The exponent field uses a value of 1023 to represent 0 - larger values are positive, smaller ones are negative. So a value of 1023 in the exponent allows the rest of the significand field to be interpreted "as-is", i.e. - everything after the decimal point in the number.

Doing this makes UInt64.MaxValue map to ~1.999, which is almost 2 (and it will print as 2 if you use Console.WriteLine() on it without setting the number of digits to display). UInt64.MaxValue / 2 maps to 1.5, UInt64.MaxValue / 4 maps to 1.25.

Which is great except for the fact that there's an extra 1.0 on all of these values. Thankfully it looks like I can get rid of that by simply subtracting 1.0 from the final result. This appears to be working at first glance (UInt64.MaxValue / 4 now maps to 0.25). I'm not sure if this will cause errors with smaller values, but hopefully it won't.

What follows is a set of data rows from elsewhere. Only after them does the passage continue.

PR #859, opened 2017-04-06
OnResume assumed that _application had been set

appbureauet:
When OnResume is called it should not expect the _application to be set already.
I have an app where I use one activity for showing a splash screen and then it starts an intent to show the main activity containing the application.
This used to work before 2.3.4.224.

### Description of Change ###

I have added a null check for the `_application` object before it's used.

### Bugs Fixed ###

OnResume crashes if the `_application` has not been set.

### API Changes ###

None

### Behavioral Changes ###

### PR Checklist ###


rmarinho:
Failing test is not from this pr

The final I-think-it's-working code is:

public static double DoubleFromRand(ulong rand) {
    ulong resultUL = rand >> 12;
    resultUL += ((ulong)1023 << 52);
    return BitConverter.ToDouble(BitConverter.GetBytes(resultUL), 0) - 1.0;
}

Note that this mess is probably not portable across all processors - according to Wikipedia (where I got all my info about IEEE754 floating-point math), some CPUs do really weird things with endianness when working with floating-point numbers, so depending on your CPU, this may give you seriously scrambled results. But so far, on my particular 64-bit ARM CPU, this seems to work.